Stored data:

PR #3002, opened 2024-08-28
chore: Added metrics to liteprotocoltester

NagyZoltanPeter:
# Description
Added a dashboard to monitor testing performance from grafana dashboard

# Changes

- [X] Added similar metrics as in collected statistics
- [X] Fix negentropy lib reference in docker
- [X] Added prometheus and grafana into docker compose
- [X] Added liteprotocoltester dashboard

## How to test

Check liteprotocoltester readme. 
Run with waku-simulator as in the description
go to http://localhost:3033

image

## Issue
https://github.com/waku-org/nwaku/issues/2999


apps/liteprotocoltester/.env
```diff
@@ -4,7 +4,7 @@ START_PUBLISHING_AFTER=10
 NUM_MESSAGES=0
 # 0 for infinite number of messages
 
-DELAY_MESSAGES=8000
+DELAY_MESSAGES=188
```
Ivansete-status, line 7: I'm curious as to why this figure :D

apps/liteprotocoltester/statistics.nim
```diff
@@ -103,8 +114,17 @@ proc addMessage*(
   if not self.contains(peerId):
     self[peerId] = Statistics.init()
 
+  let shortSenderId = block:
+    let senderPeer = PeerId.init(msg.sender)
+    if senderPeer.isErr:
```
Ivansete-status, line 119: Super nitpick comment :)
```suggestion
    if senderPeer.isErr():
```

Ivansete-status (approved):
LGTM! Thanks for it! :100:

apps/liteprotocoltester/.env
NagyZoltanPeter: Ah, I see... it remained from my last waku-sim run.
While 8000ms is set for TWN... not to harm rln limit... on waku-sim I needed to stress the network... hence the much lower value.
I'd better leave the (my) .env file here for an example.

gabrielmer (approved):
LGTM, thanks so much! 🔥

**Work task:**
For the entries above, transcribe precisely the lines from the one with "I'd better leave" through the end, including both.

**Solution below:**
I'd better leave the (my) .env file here for an example.

gabrielmer (approved):
LGTM, thanks so much! 🔥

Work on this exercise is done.